John Lively

Personal information
- Born: June 18, 1943 (age 83) Summers, Arkansas
- Occupation: Jockey

Horse racing career
- Sport: Horse racing
- Career wins: 3,468

Major racing wins
- Essex Handicap (1973) Razorback Handicap (1974) Forerunner Stakes (1976) Arkansas Derby (1976, 1981) Southwest Stakes (1978, 1981) Arlington-Washington Futurity (1981) Martha Washington Stakes (1979) Breeders' Futurity Stakes (1980, 1982) Apple Blossom Handicap (1980) Arlington Classic (1981) Rebel Stakes (1981) Washington Park Handicap (1987) Oklahoma Derby (1990) American Classic Race wins: Preakness Stakes (1976)

Racing awards
- Ak-Sar-Ben Champion Jockey (1971-1976, 1979-1980, 1986, 1990) Oaklawn Park (1972, 1973) Remington Park Champion Jockey (1988) George Woolf Memorial Jockey Award (1990)

Honours
- Oklahoma Horse Racing Hall of Fame (2011)

Significant horses
- Bold Ego, Elocutionist

= John L. Lively =

American jockey (born 1943)

John L. Lively (born June 18, 1943, in Summers, Arkansas) is a retired American Thoroughbred horse racing jockey who won 3,468 career races, including the 1976 Preakness Stakes, as well as ten riding titles at Ak-Sar-Ben Racetrack in Omaha, Nebraska plus two at Oaklawn Park in Hot Springs, Arkansas and another at Remington Park in Oklahoma City, Oklahoma.

==National prominence==
Lively began his horse racing career aboard American Quarter Horses at small tracks in his native Oklahoma.
He had been riding for eleven years when he began receiving nationwide attention in 1979 for riding Elocutionist to victory in the Arkansas Derby for trainer Paul Adwell and owner Gene Cashman. Lively guided the colt to a third-place finish in the Kentucky Derby then two weeks later he and Elocutionist defeated both the Derby winner Bold Forbes and the 1975 American Champion Two-Year-Old Colt Honest Pleasure to win the second leg of the Triple Crown series, the Preakness Stakes. Swelling in Elocutionist's right front leg kept Lively and his horse out of the third leg of the Triple Crown series, the Belmont Stakes.

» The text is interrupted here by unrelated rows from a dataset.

PR #4722, opened 2022-12-21
Use the correct way for class decorators

tupe12334:
This PR updates our current use of adding decorators to class to the standard way

### DIFF
--- a/libs/data-service-generator/src/util/ast.ts
+++ b/libs/data-service-generator/src/util/ast.ts
@@ -406,13 +406,10 @@ export function classDeclaration(
   if (!decorators.length) {
     return declaration;
   }
-  const code = [
-    ...decorators.map((decorator) => recast.print(decorator).code),
-    recast.print(declaration).code,
-  ].join("\n");
-  const ast = parse(code);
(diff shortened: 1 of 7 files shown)


libs/data-service-generator/src/util/ast.ts
```diff
@@ -406,13 +406,10 @@ export function classDeclaration(
...
   }
-  const code = [
-    ...decorators.map((decorator) => recast.print(decorator).code),
-    recast.print(declaration).code,
-  ].join("\n");
-  const ast = parse(code);
-  const [classDeclaration] = ast.program.body as [namedTypes.ClassDeclaration];
-  return classDeclaration;
+
+  //@ts-ignore
```
overbit, line 410: Let's remove the ts-ignore here, please.

overbit (changes requested):

libs/data-service-generator/src/util/ast.ts
tupe12334: You cant because the types lib is not up to date

abrl91 (approved):

overbit (approved):

PR #4737, opened 2022-12-24
Dynamic plugins installation

tupe12334:
Close: https://github.com/amplication/amplication-infrastructure-next/issues/28

## PR Checklist

- [x] Tests for the changes have been added
- [x] `npm test` doesn't throw any error

IMPORTANT: Please review the [CONTRIBUTING.md](https://github.com/amplication/amplication/blob/master/CODE_OF_CONDUCT.md) file for detailed contributing guidelines.

PR #4738, opened 2022-12-25
Change print to Amplication print

tupe12334:
This PR is part of https://github.com/amplication/amplication/pull/4737 we extract all the refactor to a separate PR

### DIFF
--- a/libs/data-service-generator/src/server/message-broker/topics-enum/createTopicsEnum.ts
+++ b/libs/data-service-generator/src/server/message-broker/topics-enum/createTopicsEnum.ts
@@ -5,7 +5,8 @@ import {
 } from "@amplication/code-gen-types";
 import { pascalCase } from "pascal-case";
 import { join } from "path";
-import { print, types } from "recast";
+import { types } from "recast";
+import { print } from "@amplication/code-gen-utils";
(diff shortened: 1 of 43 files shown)


libs/data-service-generator/src/server/message-broker/topics-enum/createTopicsEnum.ts
```diff
@@ -5,7 +5,8 @@ import {
 } from "@amplication/code-gen-types";
 import { pascalCase } from "pascal-case";
 import { join } from "path";
-import { print, types } from "recast";
+import { types } from "recast";
```
barshimi, line 8: why not types is exported from code gen types

libs/data-service-generator/src/util/ast.ts
```diff
@@ -5,6 +5,7 @@ import * as K from "ast-types/gen/kinds";
 import { NodePath } from "ast-types/lib/node-path";
 import { groupBy, mapValues, uniqBy } from "lodash";
 import * as recast from "recast";
```
barshimi, line 7: why that is still here ?

yuval-hazaz (approved):

Issue #4691, opened 2022-12-19
Enhance git library with support to commits, branch protections, create pull request from branch, etc


overbit:
In order to support a single branch strategy in the users repository, the git lib need to support additional functionality like:
```ts
  getRepository ( ) // That provided you also with the default branch

  commit (
    branch: string,
    message: string,
    files: { path: string; content: string }[],
    headCommit: string
  ) 

  createBranch(branch: string, headCommit: string)

  getBranch(branch: string): BranchMeta;

  createPullRequest (
    title: string,
    body: string,
    branch: string,
    base: string
  ): PullRequestMeta
  
  getPullRequest(branch: string, status: ): PullRequestMeta

  updateBranchProtection (branch: string)
  addPullRequestComment (
    pullRequestNumber: number,
    body: string
  )
```

Review matan poc branch `3751-epic-github-sync-amplication-branch`

Affected by: #4648 #4563

overbit:
@tupe12334 made a good point: Check if amplication has access to _update repository branch protection rules_.

PR #4741, opened 2022-12-26
Default branch 

tupe12334:
Partial: #4691

## PR Details

This PR adds get repository function
## PR Checklist

### DIFF
--- a/packages/amplication-git-utils/src/git/github.service.ts
+++ b/packages/amplication-git-utils/src/git/github.service.ts
@@ -90,6 +90,7 @@ export class GithubService {
       private: repo.private,
       fullName: repo.full_name,
       admin: repo.permissions.admin,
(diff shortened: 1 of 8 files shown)


packages/amplication-git-utils/src/git/github.service.ts
```diff
@@ -350,4 +352,33 @@ export class GithubService {
       })
     ).token;
   }
+
+  async getRepository(
```
abrl91, line 356: Why do we need this function? I assume we already have it somewhere

abrl91 (approved):

packages/amplication-git-utils/src/git/github.service.ts
tupe12334: Please have a look, I didn't find any

PR #4753, opened 2022-12-28
Add some null checks

tupe12334:
Partial: https://github.com/amplication/amplication/issues/4691

### DIFF
--- a/packages/amplication-git-pull-request-service/src/pull-request/dto/create-git-commit.dto.ts
+++ b/packages/amplication-git-pull-request-service/src/pull-request/dto/create-git-commit.dto.ts
@@ -3,7 +3,7 @@ import { IsOptional, IsString } from "class-validator";
 export class CreateGitCommit {
   @IsString()
   @IsOptional()
-  base?: string;
+  base?: string | undefined;
   @IsString()
   head!: string;
   @IsString()
--- a/packages/amplication-git-utils/src/git/git.service.ts
+++ b/packages/amplication-git-utils/src/git/git.service.ts
@@ -103,7 +103,7 @@ export class GitService {
     commitDescription: string,
     installationId: string,
     gitResourceMeta: GitResourceMeta,
-    baseBranchName?: string
+    baseBranchName?: string | undefined
   ): Promise<string> {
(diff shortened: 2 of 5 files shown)


packages/amplication-git-utils/src/git/github.service.ts
```diff
@@ -90,7 +90,7 @@ export class GithubService {
       url: repo.html_url,
       private: repo.private,
       fullName: repo.full_name,
-      admin: repo.permissions.admin,
+      admin: repo.permissions?.admin || false,
```
abrl91, line 93: why do we need the `|| false` part?

packages/amplication-git-pull-request-service/src/pull-request/dto/create-git-commit.dto.ts
```diff
@@ -3,7 +3,7 @@ import { IsOptional, IsString } from "class-validator";
 export class CreateGitCommit {
   @IsString()
   @IsOptional()
-  base?: string;
+  base?: string | undefined;
```
abrl91, line 6: Are you sure that the base could be `undefined`?
you must provide the base branch when you create a PR, and by default git takes the master/main branch

packages/amplication-git-utils/src/git/git.service.ts
```diff
@@ -103,7 +103,7 @@ export class GitService {
     commitDescription: string,
     installationId: string,
     gitResourceMeta: GitResourceMeta,
-    baseBranchName?: string
+    baseBranchName?: string | undefined
```
abrl91, line 106: same as before regarding the baseBranch

packages/amplication-git-utils/src/git/github.service.ts
tupe12334: because permissions can be undefined so we need to provide bool

packages/amplication-git-pull-request-service/src/pull-request/dto/create-git-commit.dto.ts
tupe12334: Yes

morhag90 (approved):

PR #138, opened 2020-10-01
Show complete menu on the left.

gebner:
I find it very hard to find certain pages on the website, such as the style guidelines, the theorem lists, or really anything that doesn't have a prominent link on the first page.  If I didn't know that we had these pages, I would never find them.

This PR proposes to add reasonably complete list of all pages in a navigation bar on the left.

I didn't polish this too much, neither the design nor the organization of the pages under the headings, because I wanted to get some feedback first.

navpanel


robertylewis:
We're thinking alike! I posted something earlier today on Zulip about reorganizing the website and was going to try to find time tomorrow. Thanks for saving me the trouble :) 

I think this setup looks awkward in a full screen window. There's a sea of white between the menu and content. Also the giant empty gray bar at the top doesn't add anything.

Not sure what the right design fix is. One possibility is keeping the current drop down style but using your organization. Maybe this is too many menus but I think it could work.

gebner:
I am strongly against dropdowns, they hide the content and you can't search them using the browser's search function.

> I think this setup looks awkward in a full screen window. There's a sea of white between the menu and content.

The content was a bit off-center, I've fixed this now in case this irritated you as well.  Do you like the style used in the API docs, where the navigation panel is directly next to the content?  I kind of like that the navigation bar is a bit out of the way here.

robertylewis:
Ah, I guess the content was centered in the whitespace before instead of in the page? This looks better.
On the docs pages, I think the content has to be as wide as possible (we're displaying code), but here a max width on the content seems appropriate. Maybe the max width could be wider.

There's some slightly odd behavior as you shrink the window, at least in Chrome (85 this time): there's a range where it balances the left sidebar with whitespace on the right, shrinking the content; then a range where it gives up on the right whitespace; then a range where it shows both the sidebar and the dropdown icon, but the icon doesn't do anything; then eventually the sidebar goes away and the dropdown works.

gebner:
> On the docs pages, I think the content has to be as wide as possible

We're also setting a max width on the API docs.  It becomes extremely hard to read when the text becomes very wide.  I've increased the max width to make it the same as the API docs.

> There's some slightly odd behavior as you shrink the window, at least in Chrome

Are you on the latest version (of the website)?  There is the intermediate step where it gives up the space on the right, but then it switches directly from gray bar at the left to gray bar at the top.

robertylewis:
> We're also setting a max width on the API docs.

Oh -- it doesn't reach the max width on my 1920-sidebar px wide laptop, which is wide enough for my purposes! Comparing to your latest commit, it looks like it's just on the edge.

I like this width much more, and yeah, looks like you fixed the weird intermediate stage!

My last complaint: the logo on the home page is huge. Let's scale that down. Then I think I love the layout.

templates/_base.html
```diff
@@ -36,40 +34,33 @@
...
-    </div>
   </nav>
-  <div class="container-sm mt-4">
+  <div class="container-fluid"><div class="row">
+    <nav id="navbar" class="col-md-3 col-xl-2 d-md-block bg-light sidebar collapse navbar navbar-light pb-4">
+      <div class="d-sm-none d-md-block"><a class="navbar-brand" href="{{ base_url }}index.html">Lean Community</a></div>
+      {% for menu in menus %}<div>
+        <h6 class="sidebar-heading px-3 mt-4 mb-1">{{ menu.title }}</h6>
+        <ul class="nav flex-column">{% for item in menu.items %}
+          <li class="nav-item"><a href="{{ item.url | url }}">{{ item.title }}</a></li>
```
eric-wieser, line 53:
```suggestion
          <li class="nav-item"><a class="nav-link" href="{{ item.url | url }}">{{ item.title }}</a></li>
```

templates/_base.html
```diff
@@ -36,40 +34,33 @@
...
-          </div>
-        </li>
-		{% endfor %}
-      </ul>
-    </div>
   </nav>
-  <div class="container-sm mt-4">
+  <div class="container-fluid"><div class="row">
+    <nav id="navbar" class="col-md-3 col-xl-2 d-md-block bg-light sidebar collapse navbar navbar-light pb-4">
+      <div class="d-none d-md-block"><a class="navbar-brand" href="{{ base_url }}index.html">Lean Community</a></div>
```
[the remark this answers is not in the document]
eric-wieser: Nevermind, only @robertylewis's hosted version has a problem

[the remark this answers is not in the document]
gebner: I've already fixed it right after your Zulip comment.

templates/_base.html
gebner: Ok, I've used `d-block` though.  The `nav-link` class messes with the padding.

templates/_base.html
```diff
@@ -36,40 +34,33 @@
...
-  <div class="container-sm mt-4">
+  <div class="container-fluid"><div class="row">
+    <nav id="navbar" class="col-md-3 col-xl-2 d-md-block bg-light sidebar collapse navbar-light pb-4">
+      <div class="d-none d-md-block"><a class="navbar-brand" href="{{ base_url }}index.html">Lean Community</a></div>
+      {% for menu in menus %}<div>
+        <h6 class="sidebar-heading px-3 mt-4 mb-1">{{ menu.title }}</h6>
+        <ul class="nav flex-column">{% for item in menu.items %}
+          <li class="nav-item"><a class="d-block" href="{{ item.url | url }}">{{ item.title }}</a></li>
+        {% endfor %}</ul>
+      </div>{% endfor %}
```
eric-wieser, line 55: IMO this leads to better layout on mobile:
```suggestion
      <div class="row">
      {% for menu in menus %}<div class="col-12 col-sm-6 col-md-12">
        <h6 class="sidebar-heading px-3 mt-4 mb-1">{{ menu.title }}</h6>
        <ul class="nav flex-column">{% for item in menu.items %}
          <li class="nav-item"><a class="d-block" href="{{ item.url | url }}">{{ item.title }}</a></li>
        {% endfor %}</ul>
      </div>{% endfor %}
      </div>
```

gebner: I don't really have a strong opinion here, so let's do the two-column layout.

robertylewis:
One more nitpick. The margin at the top of the content is a lot bigger than on the sidebar. I think it looks unbalanced:

image


Maybe the sidebar should move down slightly and the content should move up?

gebner:
I moved the "Lean Community" header down a bit.

robertylewis:
Another quirk, at the bottom of https://robertylewis.com/mathlib/ci.html

image

PR #139, opened 2020-10-01
Tweak styles to be similar to API docs.

gebner:
Depends on #138.

Adds a few more style tweaks to make the website more similar to the API docs:
- Link color is darkened a bit.
- Open Sans as font family for regular text.
- Source Code Pro for code blocks.
- Code and code blocks have a slightly gray background, the red-purple color is removed.


robertylewis:
It's beautiful! I appreciate the consistency with the API docs.

Maybe the nav panel needs to be slightly wider in this style? Or the "Lean Community" title slightly smaller. The text is just a bit wider than the max width and forces a line break.

gebner:
> Maybe the nav panel needs to be slightly wider in this style? Or the "Lean Community" title slightly smaller. The text is just a bit wider than the max width and forces a line break.

The line break was actually forced so that we can have a large font size. :smile:  I've reduced the font size now so that it doesn't break;

gebner:
Merged into #138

In 1981, history would nearly repeat itself for Lively when he won his second Arkansas Derby aboard Bold Ego but came just short of another win in the Preakness when he and Bold Ego finished second behind Pleasant Colony.

==Racing honors==
In 1990, Lively was voted the prestigious George Woolf Memorial Jockey Award given annually since 1950 to the Thoroughbred horse racing jockey in North America who demonstrates high standards of personal and professional conduct, on and off the racetrack. In 2011, Lively was inducted into the Oklahoma Horse Racing Hall of Fame at Remington Park.

Among his other racing accomplishments, on November 19, 1970, Lively rode five winners on a single racecard at Sportsman's Park Racetrack near Chicago. He retired from race riding after the 1991 meeting at Oaklawn Park to live on his farm near his hometown of Westville, Oklahoma.

==Family==
Lively's daughter Patrice was married to Hall of Fame jockey, Mike Smith.